DOUGLAS H. CONSTANCE, MARY HENDRICKSON, PHILIP H. HOWARD, AND WILLIAM D.HEFFERNAN


Introduction

In this chapter we examine how the industrialization of agriculture has proceeded over the last thirty years, a process we argue has had negative consequences for farmers and rural communities. We apply a Missouri School of Agrifood Studies framework to the topic of economic concentration in agrifood to inform discussions regarding rural quality of life (Kleiner and Green 2009). Our method is to document economic concentration, provide a framework for interpreting its consequences, and to present accessible information to help farmers, workers, policy makers, and community members make sense of their lived experiences of agribusiness consolidation. We present concentration data for the input, production, processing, and retailing sectors. Our research reveals that the processes of vertical and horizontal integration accelerated during the latter half of the twentieth century, resulting in an oligopolistic market structure whereby a few firms dominate across several commodity sectors at the national and global levels. Vertical integration rationalizes the commodity chains, often to the detriment of producers, and horizontal integration limits producers' access to competitive markets. Agrifood system restructuring means some actors have more power to affect their life chances than other actors. As a result, rural quality of life decreases.

We are interested in farmers' concerns regarding restructuring in the United States and the world. As Bonanno notes in the introduction to this section, farmers and consumers have challenged neoliberal restructuring and consolidation in the agrifood system. Farmers' movements have resisted agribusiness market power by making claims on the government. The recent US Department of Agriculture and US Department of Justice (USDA/USDOJ) antitrust hearings are the latest examples. Despite these efforts, economic concentration continues.


Economic Concentration in Agrifood Systems

We have researched the relationship between economic concentration of agrifood systems and rural quality of life for forty years, beginning with Heffernan's (1972) study of poultry production in Union Parish, Louisiana. His goal was to understand how the structure of the industry impacted community in historically poor areas. Despite major investments from poultry growers and the largest agricultural sales in the state, Union Parish remained a persistent poverty county from the 1960s to 1999 (Hendrickson et al. 2008a). How could this happen? Horizontal and vertical integration in the food system reduced returns to communities as returns to capital and management flowed to corporate headquarters, thereby reducing rural quality of life (Heffernan 1982; 1984). Farmers were caught betwixt and between powerful input suppliers and processors (Martinson and Campbell 1980).

Agrifood consolidation accelerated during the 1980s as the government embraced neoliberalism and loosened antitrust enforcement activities.

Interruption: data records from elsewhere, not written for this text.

Issue #8953, opened 2025-04-09
BUG: Stamp Order title is displaying incorrectly for a specific motion (M126)


ttlenard:
**Describe the Bug**
A judge reported this issue to us.  If a motion is filed by a party and it requires additional text to be input by the user (ex: Motion to Dismiss for Lack of Jurisdiction as to [person, notice, or year] (M126)), when the Judge stamps the motion, the document title that gets saved in the drafts and the message attachment is displaying the generic title, rather than the title of the document that contains the text that is input by the party.

The Judge then sends the Stamped motion order to Docket, and the docket must edit the document title prior to adding the document to the docket record. If they don't edit the title, the stamp order will have [person, notice, or year] in the document title.

We would like to have the stamped motion display the document title that is saved to the docket record, rather than having docket have to re-type this information back in before adding the stamped motion order to the docket record

I went through the list of motions, and I think that this is the only document type that does this?  For whoever picks up this bug, can you please verify?

**Business Impact/Reason for Severity**
low

**In which environment did you see this bug?**
Production, Test

**Who were you logged in as?**
Judge/Docket Clerk/Party

**What were you doing when you discovered this bug? (Using the application, demoing, smoke tests, testing other functionality, etc.)**
This bug was reported to us by a Judge

**To Reproduce**
1. Log in as a Private Practitioner (or any party)
2. Click on a case docket number in your My Cases list
3. Click on File a Document button
4. Select Motion to Dismiss for Lack of Jurisdiction as to [person, notice, or year]
5. Fill in text for person, notice, or year field.
6. Click Continue
7. Upload a document, indicate no objections
8. Check the box for the parties filing the document
9. Click on Review filing button
10. Check the box for redaction and click Submit your filing
11. Log in as docket clerk and navigate to Section document QC
12. Click on the document title for the document that you just submitted
13. Complete and send message to a Judge or ADC
14. Log in as the Judge or ADC user that you just sent the message to
15. Click on the message 
16. Click on Apply Stamp. 
17. Select GRANTED and then click Save Stamp Order button
18. Note the title of the stamp order in the message attachments. It says "[person, notice, or year] instead of the text that was added in step 5.
19. Click Reply
20. Notice that the attachment in the message modal also says "[person, notice, or year] instead of the text that was added in step 5
21. Add a message and click send
22. Log in as a docket clerk and click on the message that was just sent to you
23. Notice that the attachment says "[person, notice, or year]" instead of the text that was added in step 5
[...]

PR #9576, opened 2026-01-02
8953 to Test: use correct document type for stamped docket entry

akuny:
https://github.com/ustaxcourt/ef-cms/issues/8953

When a docket entry is stamped, a new docket entry is created. Previously, this new entry's `documentTitle` defaulted to using the original entry's `documentType`. This caused problems when the document type contained placeholder content (such as event code M126: "Motion to Dismiss for Lack of Jurisdiction as to [person, notice, or year]")—the placeholder would be copied into the stamped entry's title even though the original entry's title didn't contain the placeholder.

This PR adds logic to use the `documentTitle` instead when stamping a docket entry whose `documentType` contains a placeholder.


kampofo (approved):
Looks good

AnthonyLoeraTaxCourt (approved):

PR #9587, opened 2026-01-05
Onboarding documentation update

ben-eccles-gunnison:
New Hire Technical Onboarding Update - removes slack reference (not relevant for open source, no longer used by the USTC dev team), automation script for running locally doc (might move to devops repo)


akuny (approved):

.husky/pre-commit
```diff
@@ -1,2 +1,5 @@
+#!/bin/sh
+export NVM_DIR="$HOME/.nvm"
+[ -s "/opt/homebrew/opt/nvm/nvm.sh" ] && . "/opt/homebrew/opt/nvm/nvm.sh"
```
jimlerza: This doesn't belong here.

first-time-setup.sh
jimlerza, line 1: I appreciate that you took the initiative to write this script, but I don't want to use it when onboarding new team members.

Making new team members follow what are already _very simple_ instructions gives us valuable intel on their ability to navigate the command line and thoroughly read and follow documentation, and gives them the opportunity to contribute right away by updating the documentation as necessary.

If something goes wrong when following the existing documentation, even the greenest junior developer can troubleshoot the steps in the documentation, find a fix, and make a PR updating the documentation to reflect the changes. If we make them run this script instead, and they run into an issue, they will need to spend their first day debugging a bash script, which isn't a good first-day experience.

.husky/pre-commit
jimlerza, line 3: Even if we were keeping the workstation setup script, these lines doesn't belong here.

jimlerza (changes requested):
We can keep the documentation update, but not the script.

jimlerza:
Closing due to inactivity. I won't delete the branch, so we can re-open this PR any time.

PR #9662, opened 2026-01-20
9266 feature flag pt2 to test 1768941517

jdr81394:
As a practitioner, so that I can be sure I am filing the correct motion, I need M116 to be re-titled to "Motion to Withdraw Counsel by Party".

We are still seeing confusion on the part of practitioners when attempting to withdraw from a case --- a large number of them are filing M116 (Motion to Withdraw Counsel) instead of M112 (Motion to Withdraw As Counsel). The Court has asked to rename the official M116 motion to "Motion to Withdraw Counsel by Party" to make it clearer where the directive to remove counsel is originating from and reduce the number of misfilings.


zacharybrown204 (approved):

.circleci/config.yml
```diff
@@ -221,6 +221,10 @@ jobs:
           name: 'Deploy - Verify Private Elasticsearch'
           command: |
             npm run verify-private-elasticsearch -- $ENV
+      - run:
+          name: Setup Restricted Event Codes
+          command: |
+            ./scripts/postgres/featureFlags/setup-restricted-event-codes.ts "M116"
```
jimlerza: This feedback probably belongs on the previous PR, but it's only just occurred to me now. Do we need to do something to update all end users' states with the new feature flag values?

All end users whose sessions are established before this runs won't have this value in their state, and with no mechanism for invalidating that state, all of the views that are expecting to be able to do `get(state.featureFlags['the new one'])` aren't going to get this value after this runs.

jimlerza (approved):

.circleci/config.yml
jdr81394: There could be a very tiny window where the user navigates to the page that is suppose to display all the documents, and the state is retrieved before this runs.

jimlerza: Can you please substantiate this claim with facts? These are the facts as I understand them.

1. A user session can last many hours as long as they keep it active by not being inactive for an hour.
1. Feature flag values are written to state [here](https://github.com/ustaxcourt/ef-cms/blob/9266-feature-flag-pt2/web-client/src/presenter/actions/setupCurrentPageAction.ts#L22) and never expire. Once they are written to state, they do not get overwritten. This means they are written to state in the user's first pageload.

I think the window is _astronomically_ bigger than "very tiny."

jimlerza: In other words, this value will only show up in state for users whose first pageload occurs after you run this script.

You probably need to run the script to populate the feature flag value **before** the color switch of the first deployment. That way, when the first deployment's color switch kicks everybody out, end users' sessions on the new color will have the correct feature flag value in state.

jimlerza (changes requested):
I think we need to set the value of the feature flag before the color switch in the first deployment.

So the requested change for this PR is to remove the call that sets the feature flag to M116, but keep the call that unsets it later.

jimlerza (approved):

TomElliottFlexion (approved):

This shift created a surge of mergers and acquisitions across all sectors of the economy, but particularly in agricultural production and processing (Heffernan and Constance 1994; Heffernan, Hendrickson, and Gronski 1999). This trend toward increased vertical and horizontal integration diffused globally, resulting in a global poultry agrifood complex (Constance and Heffernan 1991), a pattern repeated in the hog industry (Bonanno and Constance 2006; Constance, Kleiner, and Rikoon 2003).

The Missouri School method is to document agribusiness concentration by reporting the market shares in major agricultural commodities in CR4 tables (CR4 is the combined market share of the top four firms in each market). We gleaned the data from trade journals, company annual reports, government reports, and financial newspapers, among other sources. As global concentration became apparent, our research expanded into a global network of rural social scientists loosely linked through the Agribusiness Accountability Initiative (Gronski and Glenna 2009).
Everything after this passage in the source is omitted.